### PROMPT
Answer with a number only, giving how many lines in the data below include "must".

[Stored data entries]
*** Block opens ***

Issue #3081, opened 2026-07-27
Simulation: refactor host/client role & backend classification (post socket stack)


pjanevskiTT:
### Context
The simulation-server socket stack (part of #2677) deferred a few design cleanups so the feature PRs could land first. This issue tracks the agreed post-stack refactoring session. Deferred review threads live on #3020 (decide host/client role from `simulator_path`).

### Items to address

1. **Separate backend from role.** `SimulationConnector` conflates the *backend* (TTSim vs RTL) with the *host/client role*: the internal `PathKind { HOST_TTSIM, HOST_RTL, CLIENT }` mixes both axes. They're orthogonal — a client can attach to either backend — and should be modeled as two separate concepts (role: host/client; backend: TTSim/RTL).

2. **Demote `SimulationServerSocket::try_create()` + add a static `is_live(path)`.** Now that the role is decided from the path, `try_create()`'s `nullptr` return is no longer consumed in production (only `create()` and tests use it). Make it a private implementation detail of `create()`, and give tests a proper `static bool is_live(const std::filesystem::path&)` liveness probe instead of the current bind-and-destruct.

3. **Liveness-aware classification (stale sockets).** `sockets_in_directory()` relies on `is_socket()`, which can't distinguish a live host from a socket a crashed host left behind. One stale socket permanently classifies a directory as a client target and then hard-fails on connect — losing the stale-socket reclamation the old bind-based `try_create()` path did. Classification should probe liveness (count only sockets with a live listener), which depends on item 2's `is_live()`. The baremetal test that seeds stale sockets should be updated to the new semantics.

### Out of scope (tracked separately)
- Client-side connect/read timeout in `SimulationClient` (the bound-but-not-serving hang window, from #3020 review) — a separate small follow-up PR, not this refactor.

PR #3341, opened 2026-09-01
Simulation: report the role and simulator link of an opened connection

pjanevskiTT:
### Issue
#3316. Replaces #3336, which GitHub auto-closed as merged while the stack was reordered — same commit, now based on `main`, with the Python half moved out to #3333, which stacks on this.

### Description
`SimulationConnector::discover()` returned only the devices, so a caller could not ask what it had opened: whether this process runs the simulation or attached to a host that does, and which simulator sits behind it. `role_for()` answers only the first, only from the path, and only before opening — re-running it afterwards races a host that has since exited. Worse on the host side: with `server_directory` empty the connector allocated one internally and merely logged it, so a caller that did not pre-allocate could never name the directory it was serving in.

`discover()` now returns that connection alongside the devices, and `Cluster` reports the same through `get_simulation_connection()`. A host names the simulator it opened; a client names the directory it attached to plus the simulator the host reports over the wire, which needed a new `simulator_path` field in the device-info message — appended last, so an older host still decodes and the client reads it as empty. Role and backend stay separate fields rather than one enum, since they are orthogonal axes; the internal `PathKind` still conflates them, which is #3081 item 1.

### List of the changes
- `SimulationConnector::Connection` (role, simulator, backend, arch, server directory, sockets) and `discover()` returning it with the devices; call sites updated.
- `Cluster::get_simulation_connection()`, recording the host side including a UMD-allocated server directory.
- `simulator_path` added to `SimulationServerDeviceInfo` and served by the host; `SimulationTTDevice::backend_type()` made public.
- Docs and tests.

### Testing
CI

### API Changes
`discover()` returns `SimulationConnector::Result` instead of the device map. New `Cluster::get_simulation_connection()`. `SimulationTTDevice::backend_type()` is now public. `describe_device()` takes the simulator path.

### Full stack diff

### DIFF
--- a/device/api/umd/device/simulation/simulation_connector.hpp
+++ b/device/api/umd/device/simulation/simulation_connector.hpp
@@ -9,6 +9,8 @@
 #include <memory>
 #include <vector>
 
+#include "umd/device/simulation/simulation_server_protocol.hpp"
+#include "umd/device/types/arch.hpp"
 #include "umd/device/types/cluster_descriptor_types.hpp"
 
 namespace tt::umd {
@@ -59,7 +61,36 @@ public:
     enum class Role { Host, Client };
     static Role role_for(const std::filesystem::path& simulator_directory);
 
-    static std::map<ChipId, std::unique_ptr<TTDevice>> discover(const SimulationConnectorOptions& options);
+    // What a discover() call actually opened: which side of the connection this process ended up
+    // on, and what simulator sits behind it. Reported alongside the devices because none of it is
+    // recoverable afterwards -- re-classifying the path answers only the role, and races a host
+    // that has since exited, while a server directory discover() allocated itself is otherwise
+    // never told to the caller at all.
+    struct Connection {
+        Role role = Role::Host;
+        // The simulator behind the devices: a libttsim .so path or an RTL build directory. As a
+        // host, the build this process opened; as a client, the build the host reports it runs --
+        // empty when talking to a host that predates serving that field.
+        std::filesystem::path simulator;
+        // Which kind of simulator that is, and the architecture it simulates.
+        SimulationBackendType backend = SimulationBackendType::TTSIM;
+        tt::ARCH arch = tt::ARCH::Invalid;
+        // As a host, the directory this process serves its sockets in: empty when serving is off,
+        // and the freshly allocated directory when the caller left server_directory empty. As a
+        // client, the directory it attached to.
+        std::filesystem::path server_directory;
+        // The per-chip sockets in that directory ({chip_id -> socket path}). Empty for a host that
+        // is not serving.
+        std::map<ChipId, std::filesystem::path> sockets;
+    };
+
+    // The devices discover() opened, and the connection it opened them over.
+    struct Result {
+        Connection connection;
+        std::map<ChipId, std::unique_ptr<TTDevice>> devices;
+    };
+
+    static Result discover(const SimulationConnectorOptions& options);
 
     // Claims a fresh directory for one simulation server (the lowest free index) and returns it, so
     // a caller can report the location before it starts serving there (pass it back as
--- a/device/cluster.cpp
+++ b/device/cluster.cpp
@@ -465,7 +465,9 @@ Cluster::Cluster(ClusterOptions options) {
                 connector_options.simulator_directory = options.simulator_directory;
                 connector_options.num_host_mem_channels =
                     static_cast<int>(options.num_host_mem_ch_per_mmio_device.value_or(0));
-                tt_devices = SimulationConnector::discover(connector_options);
+                auto discovered = SimulationConnector::discover(connector_options);
+                simulation_connection_ = std::move(discovered.connection);
+                tt_devices = std::move(discovered.devices);
 
                 // Every chip the topology names must have a socket-backed device (single-chip today;
                 // a multichip host will publish one socket per chip). Fail clearly rather than later
@@ -654,9 +656,16 @@ Cluster::Cluster(ClusterOptions options) {
 #endif  // TT_UMD_BUILD_SIMULATION
 
 #ifdef TT_UMD_BUILD_SIMULATION
-    if (options.chip_type == ChipType::SIMULATION && options.serve_simulation_devices_over_sockets) {
-        serve_simulation_devices_over_sockets(
-            options.simulator_directory, options.simulator_server_directory, options.simulation_shutdown_handler);
+    if (options.chip_type == ChipType::SIMULATION) {
+        // The client path recorded its connection during discovery, so reaching here without one
+        // means this process runs the simulation itself.
+        if (!simulation_connection_.has_value()) {
+            simulation_connection_ = describe_simulation_host(options.simulator_directory);
+        }
+        if (options.serve_simulation_devices_over_sockets) {
+            serve_simulation_devices_over_sockets(
+                options.simulator_directory, options.simulator_server_directory, options.simulation_shutdown_handler);
+        }
     }
 #endif  // TT_UMD_BUILD_SIMULATION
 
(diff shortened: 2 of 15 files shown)


device/simulation/simulation_connector.cpp
```diff
@@ -142,6 +143,36 @@ std::map<ChipId, std::unique_ptr<TTDevice>> SimulationConnector::discover(const
...
+                        simulator_path.string(),
+                        info.simulator_path,
+                        arch_to_str(static_cast<tt::ARCH>(info.arch)),
+                        info.backend_type == SimulationBackendType::TTSIM ? "ttsim" : "rtl",
+                        result.connection.simulator.string(),
+                        arch_to_str(result.connection.arch),
+                        result.connection.backend == SimulationBackendType::TTSIM ? "ttsim" : "rtl");
+                }
+                result.connection.sockets.emplace(chip_id, socket_file);
                 devices.emplace(chip_id, make_client_device(chip_id, std::move(client), info));
```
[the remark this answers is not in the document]
pjanevskiTT: Confirmed and fixed in 17f57032cb1d4490d971d78ee3217651bceb99f0. `make_client_device()` throws on a backend kind this build doesn't know, so the socket could be recorded for a chip the catch then skipped. The `emplace` now happens after the device is in the map.

The three derived fields were already safe: they are guarded on `result.devices.empty()`, so a socket that fails to build a device leaves `devices` empty and the next successful one overwrites them. That guard now also reads as "first successful" rather than coincidentally being one.

tests/api/test_simulation_server_protocol.cpp
```diff
@@ -120,6 +121,20 @@ TEST(SimulationServerProtocol, DeviceInfoSerializationRoundTrip) {
     EXPECT_EQ(decoded.eth_harvesting_mask, info.eth_harvesting_mask);
     EXPECT_EQ(decoded.l2cpu_harvesting_mask, info.l2cpu_harvesting_mask);
     EXPECT_EQ(decoded.pcie_harvesting_mask, info.pcie_harvesting_mask);
+    EXPECT_EQ(decoded.simulator_path, info.simulator_path);
+}
+
+// simulator_path was appended to the schema after the first hosts shipped, so a host that never
+// sets it must still decode -- as empty, not as a null-string read.
+TEST(SimulationServerProtocol, DeviceInfoWithoutSimulatorPathRoundTrip) {
```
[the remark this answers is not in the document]
pjanevskiTT: Right that it was only covering the empty-string case. Fixed in 17f57032cb1d4490d971d78ee3217651bceb99f0 from the other end: `encode()` now omits `simulator_path` entirely when it is empty rather than writing an empty string, so a message with no simulator path is byte-identical on the wire to one from a host built before the field existed. The test therefore does exercise the absent-field decode, and is renamed `DeviceInfoWithAnAbsentSimulatorPathRoundTrip` to say so.

device/api/umd/device/simulation/simulation_connector.hpp
```diff
@@ -59,7 +61,36 @@ class SimulationConnector {
...
+    struct Connection {
+        Role role = Role::Host;
+        // The simulator behind the devices: a libttsim .so path or an RTL build directory. As a
+        // host, the build this process opened; as a client, the build the host reports it runs --
+        // empty when talking to a host that predates serving that field.
+        std::filesystem::path simulator;
+        // Which kind of simulator that is, and the architecture it simulates.
+        SimulationBackendType backend = SimulationBackendType::TTSIM;
+        tt::ARCH arch = tt::ARCH::Invalid;
+        // As a host, the directory this process serves its sockets in: empty when serving is off,
```
ajovanovicTT, line 78: nit: It would be more readable if comment explanations of struct fields were above struct def.

device/cluster.cpp
```diff
@@ -666,6 +675,28 @@ Cluster::Cluster(ClusterOptions options) {
...
+    SimulationConnector::Connection connection;
+    connection.role = SimulationConnector::Role::Host;
+    connection.simulator = simulator_directory;
+    // Take the backend and arch from a device rather than re-deriving them from the path, so this
+    // reports what was actually built. server_directory and sockets stay empty until (and unless)
+    // serve_simulation_devices_over_sockets() fills them.
+    for (const auto& [chip_id, chip] : chips_) {
+        if (auto* sim_device = dynamic_cast<SimulationTTDevice*>(chip->get_tt_device())) {
+            connection.backend = sim_device->backend_type();
+            connection.arch = sim_device->get_soc_descriptor().arch;
```
ajovanovicTT, line 696: The loop iterates chips_ looking for the first SimulationTTDevice and breaks. If nothing matches (shouldn't happen, but no guard), the returned Connection silently has backend = TTSIM (the default) and arch = Invalid. Worth a log_warning or assert after the loop so a future regression that breaks the host construction order doesn't misreport silently.

device/cluster.cpp
```diff
@@ -686,11 +717,21 @@ void Cluster::serve_simulation_devices_over_sockets(
...
+    }
     for (const auto& [chip_id, chip] : chips_) {
         if (auto* sim_device = dynamic_cast<SimulationTTDevice*>(chip->get_tt_device())) {
-            sim_device->adopt_socket(
-                SimulationServerSocket::create(SimulationServerSocket::default_socket_path(server_directory, chip_id)),
-                shutdown_handler);
+            const std::filesystem::path socket_path =
+                SimulationServerSocket::default_socket_path(server_directory, chip_id);
+            sim_device->adopt_socket(SimulationServerSocket::create(socket_path), shutdown_handler);
+            if (simulation_connection_.has_value()) {
```
ajovanovicTT: The if (simulation_connection_.has_value()) guards in serve_simulation_devices_over_sockets() treat a missing connection as a no-op rather than a bug. Since the connection is always populated before this is called, .value() (which throws on empty optional) would make the invariant explicit and surface any future regression that violates it.

tests/api/test_simulation_connector.cpp
```diff
@@ -289,3 +307,105 @@ TEST(SimulationConnector, HostAndClientClustersShareDeviceMemory) {
...
+    EXPECT_EQ(connection.arch, result.devices.at(0)->get_soc_descriptor().arch);
+    EXPECT_EQ(connection.server_directory, server_directory);
+    EXPECT_EQ(connection.sockets.size(), result.devices.size());
+    EXPECT_EQ(connection.sockets.at(0), SimulationServerSocket::default_socket_path(server_directory, 0));
+}
+
+// The point of reporting the connection on the host side: with server_directory left empty the
+// connector allocates one internally, and the caller has no other way to learn which. Requires
+// TT_UMD_SIMULATOR.
+TEST(SimulationConnector, ReportsTheServerDirectoryItAllocated) {
```
ajovanovicTT, line 343: nit: ReportsTheServerDirectoryItAllocated allocates a real directory but doesn't clean it up. If an ASSERT_* fires early the directory persists and could interfere with later runs. A scope guard calling remove_all would fix it.

ajovanovicTT (approved):

device/api/umd/device/simulation/simulation_connector.hpp
pjanevskiTT: Keeping them inline. `SimulationConnectorOptions`, 20 lines up in this header, documents each field inline, and `ClusterOptions` in `cluster.hpp` does the same with per-field doxygen blocks -- that is the convention here for structs whose fields carry caveats. `SimulationServerInfo` describes its fields above the struct because `index`/`directory`/`sockets` need no explanation; `Connection`'s do: `simulator` is empty when the host predates serving that field, an empty `server_directory` is how "not serving" reads, and `sockets` is empty for that same host. Lifted above the struct, those qualifications stop being findable from the field they qualify.

tests/api/test_simulation_connector.cpp
pjanevskiTT: Cleanup already happens, and it is the socket's job: `~SimulationServerSocket` (simulation_server_socket.cpp:330-344) removes the socket file and then the now-empty server directory, guarded to the `<temp>/tt-umd-sim-server-<index>` naming. `result` is a local and an `ASSERT_*` is just a `return`, so the devices are destroyed on an early exit too and the directory goes with them. `CreatesHostDeviceAndExposesSocket` at the top of this file asserts exactly that: `EXPECT_FALSE(std::filesystem::is_directory(server_directory))` once the device's scope ends.

A `remove_all` guard would also be actively wrong if declared after `result`: destruction runs in reverse, so it would delete a live socket out from under the still-running server. And `remove_all` deletes a non-empty directory, which is the case the destructor deliberately declines to touch -- a multi-chip host's directory has to survive until its last socket is gone.

There is a leak window, but not this one: if `discover()` throws between `allocate_server_directory()` and the first socket bind, the empty directory persists, consumes an index, and enumerates in `list_servers()`. That is in `discover()` and pre-existing -- equally true of the four other tests here that allocate a directory.

device/cluster.cpp
pjanevskiTT: Fixed in https://github.com/tenstorrent/tt-umd/commit/2a1438e9b3642e9adbd070c3d58b46024ed7146a. `describe_simulation_host()` now warns when it finds no simulation device, instead of reporting the defaults as if they had been read off one.

Warning rather than asserting is deliberate: a simulation `Cluster` with zero chips is legal today -- an empty `target_devices` with no `cluster_descriptor.yaml` beside the simulator falls back to a mock descriptor built *from* `target_devices`, so it constructs with no chips at all (`HostAndClientClustersShareDeviceMemory` names chip 0 explicitly for exactly that reason). An assert would turn a constructible cluster into a throw. A future regression that describes the host before the chips exist surfaces through the same warning.

device/cluster.cpp
pjanevskiTT: Fixed in https://github.com/tenstorrent/tt-umd/commit/2a1438e9b3642e9adbd070c3d58b46024ed7146a. The invariant does hold: the only call site is the constructor, immediately after the block that populates `simulation_connection_`. Both guards are gone and the two writes are unconditional, behind one `UMD_ASSERT` after the role check.

`UMD_ASSERT` rather than `.value()` so a violation names the invariant instead of raising a bare `std::bad_optional_access` from two separate sites.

*** Block closes ***

### ANSWER BOX
2